Dennis Stock press conference.
Wednesday 5 September 2007
When he finished his press conference and descended from the stage at Visa pour l’Image yesterday legendary Magnum photographer Dennis Stock was immediatedly surrounded by a crowd of photographers who wanted to photograph him. It was a scene eerily similar to the paparazzi swarms he had earlier decried. In a frequently passionate interchange with the questioners and the audience, Stock lamented the current state of editorial photography as being dominated by magazines whose publishers prefer sensational celebrity coverage to the sensitive reportage on important issues that was prevalent at the height of his career in the Fifies and Sixties.

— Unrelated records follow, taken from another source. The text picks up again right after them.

PR #9417, opened 2024-12-21
Add chunk header packer test

ChillerDragon:

PR #11620, opened 2026-01-14
Fix overlapping sequence bit packing of 0.6 network chunk header, add more tests for chunk header packing/unpacking

Robyt3:
Previously, the upper two bits of the lower byte of the network chunk sequence were packed into the 0.6 chunk header twice. With `Split` being `4` for 0.6 chunks, the second byte in the chunk header was split between 4 bits of the sequence and 4 bits of the size, but the lower 2 of those sequence bits were the same as the upper 2 bits that are packed into the third chunk header byte. This worked because the same bits are combined with logic-or when unpacking, so it has no effect overall.

For 0.7 chunks with `Split` being `6`, this was changed to pack 2 bits of the sequence and 6 bits of the size, allowing chunks to theoretically be 4x as large (although the maximum packet size would only allow a much smaller increase).

For 0.6 chunks, this is now changed such that only 2 bits of sequence are packed into the second chunk header byte regardless of the `Split` value. The unused bits are now set to `0`, which is compatible with the old approach because it does not change the result of the logic-or when the chunk header is unpacked.

CC #9417.

## Checklist

- [X] Tested in combination with possibly related configuration options: old client+new server, new client+old server, 0.7 client, 

### DIFF
--- a/src/engine/shared/network.cpp
+++ b/src/engine/shared/network.cpp
@@ -403,12 +403,12 @@ unsigned char *CNetChunkHeader::Pack(unsigned char *pData, int Split) const
 {
 	dbg_assert(m_Size >= 0 && m_Size < 1 << (Split + 6), "Invalid network chunk size: %d", m_Size);
 
-	pData[0] = ((m_Flags & 3) << 6) | ((m_Size >> Split) & 0x3f);
+	pData[0] = ((m_Flags & 0b00000011) << 6) | ((m_Size >> Split) & 0b00111111);
 	pData[1] = (m_Size & ((1 << Split) - 1));
 	if(m_Flags & NET_CHUNKFLAG_VITAL)
 	{
-		pData[1] |= (m_Sequence >> 2) & (~((1 << Split) - 1));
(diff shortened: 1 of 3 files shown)


ChillerDragon:
oh boi pls dont rush the merge here

def-:
Screenshot 2026-07-26 at 09 46 20
Not seeing anyone rush here!

AssassinTee:
@ChillerDragon can we merge this now after 20.1, so we have a long grace period?

ChillerDragon:
> @ChillerDragon can we merge this now after 20.1, so we have a long grace period?

Yes the timing sounds good. But I think nobody reviewed it yet.

heinrich5991:
> The unused bits are now set to `0`, which is compatible with the old approach because it does not change the result of the logic-or when the chunk header is unpacked.

Is there something that speaks against continuing to encode the middle bits twice? Not really worth a change in what the server outputs, I think. (Wrt. alternative implementations. I think libtw2 handles this correctly, but why risk it).

PR #11622, opened 2026-01-14
Fix: Map best time beeing assumed not finished instead of unset

AssassinTee:
Regression from #11503 , legacy record messages cause the client to believe, that the server sends map-best-times (unfinished), when it doesn't. This comes from older server code:

`MsgLegacy.m_PlayerTimeBest = Msg.m_PlayerTimeBest = round_to_int(Score()->PlayerData(ClientId)->m_BestTime.value_or(0.0f) * 100.0f);`

If no best time is there, which is the usual case in pvp mods, the server sends 0.0f as best time.

Either we convince all modders and mods not to send this message (impossible) or we fix the client behavior on the legacy messages here.

Gladly on a race-server this doesn't make much of a change, because UNSET and NOT_FINISHED just skip the rendering of any value.

Thank you @ChillerDragon for the report!

## Checklist

- [x] Provided screenshots if it is a visual change (see other PR, chillerdragon comment)

### DIFF
--- a/src/game/client/gameclient.cpp
+++ b/src/game/client/gameclient.cpp
@@ -1224,8 +1224,7 @@ void CGameClient::OnMessage(int MsgId, CUnpacker *pUnpacker, int Conn, bool Dumm
 		}
 		else if(m_MapBestTimeSeconds == FinishTime::UNSET)
 		{
-			m_MapBestTimeSeconds = FinishTime::NOT_FINISHED_MILLIS;
-			m_MapBestTimeMillis = 0;
+			// some PvP mods based on DDNet accidentally send a best time of 0, despite having no finished races
 		}
 	}
 }


src/game/client/components/scoreboard.cpp
```diff
@@ -148,6 +148,7 @@ void CScoreboard::RenderTitle(CUIRect TitleBar, int Team, const char *pTitle)
 	char aScore[128] = "";
 	if(GameClient()->m_MapBestTimeSeconds != FinishTime::UNSET)
 	{
+		//dbg_msg("dbg", "This happens");
```
AssassinTee: ...

heinrich5991:
Since this seems to be a bug in these servers, could you leave the else branch with just a comment about buggy servers? (No code, just the comment inside the `else`)

ChillerDragon (approved):

Robyt3:
@def- This fixes a regression in 19.7.

def-:
This is already in 19.7-devel.

AssassinTee:
Can you instead merge the other open PR, because this doesn't fully fix it.

PR #11628, opened 2026-01-15
Fix: Map best time being shown as score, if we detect times

AssassinTee:
~~Make the client ignore send best times, if they are from non-time-based mods. This supersedes #11622.~~
A send time of 0 can have two meanings, i.e. UNSET and NOT_FINISHED. Depending on the mod this needs to be handled differently.

Before: 

screenshot_2026-01-15_10-09-13

After:
screenshot_2026-01-15_10-32-52

I also tested this on noby's fng server

## Checklist

### DIFF
--- a/src/game/client/components/scoreboard.cpp
+++ b/src/game/client/components/scoreboard.cpp
@@ -146,9 +146,12 @@ void CScoreboard::RenderTitle(CUIRect TitleBar, int Team, const char *pTitle)
 	dbg_assert(Team == TEAM_RED || Team == TEAM_BLUE, "Team invalid");
 
 	char aScore[128] = "";
-	if(GameClient()->m_MapBestTimeSeconds != FinishTime::UNSET)
+	const CNetObj_GameInfo *pGameInfoObj = GameClient()->m_Snap.m_pGameInfoObj;
+	const bool TimeScore = GameClient()->m_GameInfo.m_TimeScore;
+	const bool Race7 = Client()->IsSixup() && pGameInfoObj && pGameInfoObj->m_GameFlags & protocol7::GAMEFLAG_RACE;
+	if(GameClient()->m_ReceivedDDNetPlayerFinishTimes || TimeScore || Race7)
 	{
-		if(GameClient()->m_MapBestTimeSeconds != FinishTime::NOT_FINISHED_MILLIS)
+		if(GameClient()->m_MapBestTimeSeconds != FinishTime::NOT_FINISHED_MILLIS && GameClient()->m_MapBestTimeSeconds != FinishTime::UNSET)
 		{
 			int64_t TimeCentiseconds = static_cast<int64_t>(GameClient()->m_MapBestTimeSeconds) * 100 + static_cast<int64_t>(GameClient()->m_MapBestTimeMillis) / 10;
 			str_time(TimeCentiseconds, TIME_HOURS, aScore, sizeof(aScore));


Robyt3 (approved):

ChillerDragon:
I gave this a quick test in game just checking if the correct score was displayed. On the following servers:

- :white_check_mark:  ancient ddnet-insta (team based gCTF)
- :white_check_mark:  latest ddnet-insta which already sends all the new best time thingies (free for all solofng)
- :white_check_mark:  0XF team based fng
- :white_check_mark:  F-DDrace level score
- :x: F-DDrace time score

Join 45.141.57.154:8303 and send the chat command **/score time**
produces the following bugged scoreboard

screenshot_2026-01-16_14-31-14

ChillerDragon:
I don't think we need to support a case where the best time is in a different format that the player score. If the server sends the flag `GAMEINFOFLAG_TIMESCORE` the best time should be a time too.

ChillerDragon:
> I don't think we need to support a case where the best time is in a different format that the player score. If the server sends the flag `GAMEINFOFLAG_TIMESCORE` the best time should be a time too.

Correction. The most played on server is doing exactly that.

screenshot_2026-01-16_14-43-28

ChillerDragon:
The variable `m_ReceivedDDNetPlayerFinishTimes` seems to be flawed too. Its set to true if a snap item is there but not set to false if it is gone. So a server can not unset it. That is bad.

ChillerDragon:
I think the cleanest would be to add another flag. So `GAMEINFOFLAG_TIMESCORE` is for the player score. And a new flag like `GAMEINFOFLAG_BESTTIME_TIMESCORE` is for the best time. These flags are cleaner than the direction you seem to be going. This already bothered me in #11467. @AssassinTee you seem to prefer to do it implicitly. So if a explicit flag is sent by the server the client still overrules it because some other value was set. I don't like that design. We should have clearly named and specific flags to enable time score and if they are set they should be the ultimate source of truth.

AssassinTee:
> I gave this a quick test in game just checking if the correct score was displayed. On the following servers:
> 
>     * ✅  ancient ddnet-insta (team based gCTF)
> 
>     * ✅  latest ddnet-insta which already sends all the new best time thingies (free for all solofng)
> 
>     * ✅  0XF team based fng
> 
>     * ✅  F-DDrace level score
> 
>     * ❌ F-DDrace time score
> 
> 
> Join 45.141.57.154:8303 and send the chat command **/score time** produces the following bugged scoreboard
> screenshot_2026-01-16_14-31-14

The problem is, that I expected no mod to change representation mid gameplay - which I find horrendous but okay. I'll update the PR, there is only one option left

AssassinTee:
> The variable `m_ReceivedDDNetPlayerFinishTimes` seems to be flawed too. Its set to true if a snap item is there but not set to false if it is gone. So a server can not unset it. That is bad.

I'll address this in a followup, so far I know no mod which tries this (and this message is really new)

ChillerDragon:
> The problem is, that I expected no mod to change representation mid gameplay - which I find horrendous but okay.

Most normal thing to do

ChillerDragon:
That looks worse than before. But idk what the server owner actually wants to display here. @0xfaulty what did you intend to show as top score here?

screenshot_2026-01-16_15-47-17

ChillerDragon:
I guess thats fine. I had to double check with teeworlds what value should be displayed there. And in fact is the own score not the top score. This is a teeworlds 0.7 client on a 0.7 server displaying its own score at the top. So whatever happens on this 0XF server seems sane to me. It is ddnet who introduced the concept of showing the top time there instead of the own time.

screenshot_2026-01-16_15-52-21

Would be cool to allow the same thing for score servers. Where there could be a higher top score in the database than shown by the first player in the scoreboard. But thats a feature request for custom servers not a bug report. So so far this pr looks really good. @AssassinTee no action needed. Let me look a bit closer tho :eye: :eye:

ChillerDragon:
screenshot_2026-01-16_15-55-35

**/score time** on F-DDrace does not show the rank 1 but it looks like the map is unfinished. This seems wrong. Or does fokkonaut have to fix that not sure.

**UPDATE:** never mind I tested with a ddnet build from 2023 same result. So not a new bug. Not something that has to be adressed in this pr.

screenshot_2026-01-16_15-58-40

AssassinTee:
I checked if I should do

`	if(GameClient()->m_ReceivedDDNetPlayerFinishTimes || TimeScore || Race7 || GameClient()->m_MapBestTimeSeconds > 0)`

But this doesn't even resolve the F-DDrace case, it just doesn't send you any best time, so this is indeed an F-DDRace issue

heinrich5991:
>> The problem is, that I expected no mod to change representation mid gameplay - which I find horrendous but okay.
>
> Most normal thing to do

Just in case you were serious: It is in fact no the most normal thing to do, the normal thing to do is to have one game type per session. This is true for the majority of servers and all of the time that DDNet and Teeworlds existed.

heinrich5991:
We could also consider breaking mods here, if the resulting visual isn't too bad (if you can still play normally on the servers). This would give mod writers time to fix their mods without breaking players. And it'd allow us to get a bit out of spaghetti code.

AssassinTee:
> We could also consider breaking mods here, if the resulting visual isn't too bad (if you can still play normally on the servers). This would give mod writers time to fix their mods without breaking players. And it'd allow us to get a bit out of spaghetti code.

which implementation do you prefer, the fixed one (previous), which is basically static for the session, or the dynamic one (current) which updates if the server changes representation?

ChillerDragon:
> Just in case you were serious: It is in fact no the most normal thing to do, the normal thing to do is to have one game type per session. This is true for the majority of servers and all of the time that DDNet and Teeworlds existed.

I was serious. Thats exactly what these flags in the snapshot are for. Every big server uses it for minigames and showing different things in the scoreboard such as race time or level.

ChillerDragon:
> We could also consider breaking mods here

Generally I am okay with breaking actively maintained mods if we contact the maintainers and make sure there is a fix. Breaking  unmaintained server mods is basically a client regression imo. Because all the user notices is a worse experience after updating the client, they don't care about whose fault this is or how the code looks like.

In this particular case I am not sure what spaghet you want to change how @heinrich5991? Do you have something concrete in mind?

ChillerDragon:
> This is true for the majority of servers and all of the time that DDNet and Teeworlds existed.

@heinrich5991 just to double down on this. I know you have been here longer than me and you seen a lot of things. But this is not an all time kind of thing. That is only technically possible since the last 7 years. And I personally have played a lot of hours on non ddnet servers in the last 7 years you gotta give me some credit here. It is good style to actually change that mid game for the cases I already mentioned of showing different types of scores and for minigames. This is actively used by the server mods 0XF, DDNet++ and F-DDrace just to name the ones I know the most. And this is not some nasty edge case hack. This is a fundamental polished way of doing things.

@Learath2 was it an accident you moved it from a net message to a snap item? 23255a04b33d39dffe4f8f64c597b40efdfb4e5a c98978c9d6c639c41dd8a1a111b8b2cf7198fa02
I can not find the related pr and its discussion.

@AssassinTee and you as a self proclaimed mod supporter calling such standard thing "horrendous" is also disappointing. How else would you implement a race part on a city server? Or a fng minigame on a block server?

Could someone please confirm here that the behavior of switching the score type mid game is official supported by ddnet and a totally normal thing for mods to do? Or what is going on here?

AssassinTee:
IMO this is ready. Current code allows for a dynamic representation change (like the old code did), because the code moved (back) to the rendering for handling map times

ByFox213:
> @0xfaulty what did you intend to show as top score here?

I'll answer for him
Basically it displays the ranked points or level of the player, it changes from time to time

```
2026-01-20 19:34:05 I chat/server: *** 0XF Mod. Version: 0.6.4, 19.4
2026-01-20 19:34:05 I chat/server: *** Git revision hash: 3acfedb93e232a85
2026-01-20 19:34:05 I chat/server: *** Based on DDraceNetwork Mod.
2026-01-20 19:34:05 I chat/server: *** For more info: /cmdlist
2026-01-20 19:34:05 I chat/server: *** '[D] АРСЕН' пoкинyл игpy
```
0xf was not updated from upstream, it is on version 19.4

def-:
I'll just merge this for now, we can iterate on it later if needed? Will then cut it for 19.7 too.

Ironically Dennis Stock's best-known image is a “celebrity” photograph, his iconic black and white photo of a young James Dean walking through New York's Times Square on a rainy winter day. But Stock made it clear that his brand of reportage on actors like Dean, Humphrey Bogart and Audrey Hepburn, as well as jazz musicians like Miles Davis, was a far cry from what passes for the genre today. In those days photographers had much freer and more relaxed access to do in-depth reportage. According to Stock, “The paparazzi have screwed it up for everybody. We’re so bored with our … lives that we want to see the most intimate details of other people’s lives, mostly the sensational stuff, and it angers me a great deal.” Stock proposes a solution: “This is what is driving the vulgarity which is taking place in America today and it behooves all of us to change that, to have compassion and to not just look for sensationalism.”
Stock, who got his start as an apprentice to Gjon Mili at Life after winning the magazine’s photo contest for university students, asked how many in the audience were familiar with the work of W. Eugene Smith. “Gene Smith,” he emphatically stated “was America’s greatest photographer. He taught us all how to to the photo essay. If you don't know his work then run to find out about it.” Another American photographer and Smith contemporary, David Douglas Duncan, was in the audience and Dennis Stock affectionately saluted him from the stage. At one point the two old friends got into a brief debate about the effect of the capitalist system on photography which Stock sees as being largely negative. The old friends agreed to disagree, with Stock reminding Duncan that “I still love you.”
In discussing the current crisis in editorial photography Stock pointed to the internet as a possible solution and the greatest opportunity photographers have ever had. In a somewhat ironic appeal, given his views on capitalism, he exhorted the crowd to “go out and find those millionaires who will support what we do. Photography is a democratic art form and we need to get it back out there to the people where it belongs!”